For each non-removed allocation in the current batch, maand:

  1. Stages files under tmp/workers/<ip>/jobs/<job>/ (health-fast: command module, embedded maand.py / maand.ts, certs from KV).
  2. Runs the script on the CLI host with per-allocation env (ALLOCATION_*, JOB, EVENT, COMMAND, versions, …) plus batch env (BATCH_*, DEPLOY_PHASE=health_check, ROLLOUT_ORDER, …).

One failed allocation fails the job.
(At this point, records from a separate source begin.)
PR #489, opened 2018-09-28
feat: deposit required & fix location

nachomazzara:
# Mortgage deposit

- Add deposit and check if user balance is greater than it

screen shot 2018-09-27 at 10 50 40 pm

- Fix pay mortgage location

- If expires is greater than 10years set that as timestamp


webapp/src/components/BuyParcelByMortgagePage/BuyParcelByMortgagePage.js
```diff
@@ -80,7 +80,11 @@ export default class BuyParcelByMortgagePage extends React.PureComponent {
       return this.renderNotConnected()
     }
 
-    const { isMortgageApprovedForMana, isMortgageApprovedForRCN } = wallet
+    const {
+      isMortgageApprovedForMana,
+      isMortgageApprovedForRCN,
```
cazala: i think this doesn't work with the current authorizations model

cc @NicoSantangelo

NicoSantangelo: Yup! it was bound to be a conflict post merge :(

Multiple failed jobs produce a batch error listing each job.


--wait behavior

When --wait is set:

Worker SSH gate (before any job):

Per job (manifest probes, then commands):

Without --wait, worker and job checks run once; failures return immediately.


Relationship to deploy

Context wait verbose
maand health_check User-controlled (--wait) User-controlled (--verbose)
Deploy after restart / job_control true (wait for recovery) true

Production deploy waits for health to pass after rolling updates; ad-hoc CLI checks can be one-shot unless you pass --wait. Use maand deploy --force to redeploy without a workspace change. See deploy.md.
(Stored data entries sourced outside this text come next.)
PR #491, opened 2018-09-29
feat: add updateOperator

eordano:


cazala:
looks like the linter is complaining ☝️

NicoSantangelo:
Two things:
- To add a new validation to the sanity check, you should go to https://github.com/decentraland/marketplace/blob/master/sanity/doctors/ParcelDoctor.js#L45. The `ParcelDiagnosis` will take care of the fixing part in this case, so no code needed there, if you want, you could add an `update` removing `update_operator` [here](https://github.com/decentraland/marketplace/blob/master/sanity/doctors/ParcelDoctor.js#L76), but I think that if the blockchain events are re-fetched it should work fine.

Relationship to build / demands


Parallelism

Scope Limit
Jobs in one CLI run Up to 16 jobs at once (goroutines; one DB transaction)
Manifest probes Active allocations only; max_concurrent_upgrades per batch
Command scripts Non-removed allocations (includes disabled); same batch width and rollout order
Within a probe batch All workers × all checks in parallel
Within a command batch All allocations in the batch in parallel

Batches within a job run sequentially. Tune burst size with max_concurrent_upgrades in manifest.json — see manifest.md and rolling-deploy.md.


Errors

Error Meaning
HealthCheckError One job failed (wraps probe, command, SSH, or script error).
WorkerHealthCheckError Worker SSH port unreachable (with --wait, after retries).
Batch error Multiple jobs failed; message lists each job.
Skip (not an error) health check skipped: <job> (no allocations) or (no health_check config or commands)
jobs not in this bucket: [...] Bad --jobs name.
NotFoundError Command not registered for health_check on that job.

Typical usage patterns

After deploy:

maand deploy -b
maand health_check --wait

Single job smoke test:

maand health_check --jobs myservice --verbose

CI gate:

maand health_check --wait && echo OK

Force redeploy without workspace or hash changes:

maand deploy --force --jobs api

Writing health check scripts

Use the same libraries as other events — see hook-api.md:

Scripts should exit 0 when healthy, non-zero when not. Keep checks read-only when possible; mutations go to KV and persist only if you also run deploy or call persist APIs appropriately.